Times were that the shop owner would physically stop shop lifters. Now we mostly have low wage employees in shops. Understandable that they don't want the risk of injury and liability so they don't stop shoplifters.

Ok, so we hire specialized employees ostensibly trained in security. But due to liability reasons they aren't allowed to physically stop shoplifters. That makes them basically useless.

Ok, so well there's always cops. But they have a similar cost benefit analysis as the other parties with the same result. It's not worth it to the individual cops to intervene. Why risk going viral over some druggie stealing $100 worth of stuff?

The DA/politicians have a similar calculus. Why spend $50k locking up some druggie because they stole $100 worth of stuff? And why risk the blowback of a police brutality incident?

2 comments

> Why risk going viral over some druggie stealing $100 worth of stuff?
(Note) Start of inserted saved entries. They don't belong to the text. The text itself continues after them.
PR #2654, opened 2020-10-28
Add mutex around connection to context array in MQTT shim

leegeth:
Add mutex around connection to context array in MQTT shim

Description
-----------
Add mutex around connection to context array in MQTT shim.
This is to provide thread safety while updating the connection to context array.
This is to provide thread safety when more than one connection is created using MQTT shim.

I'm sure that's a factor, but physical altercations also bring risk to the cop. I don't know how generous their disability pensions are, but I suspect it's better for them and their family to still be able to work. Also, anyone in the US can be armed which tends to raise the stakes that cops perceive with every interaction - look at their training material/propaganda sometime and it paints a very adversarial picture.

"The DA/politicians have a similar calculus. Why spend $50k locking up some druggie because they stole $100 worth of stuff?"

It's not their money, so many of them have no problem spending it.

That's not to mention those who personally benefit from putting more people in jail because they have investments in the prison industry, get some sort of bribe/kickback, or just have an easier time getting elected/appointed because they're "tough on crime".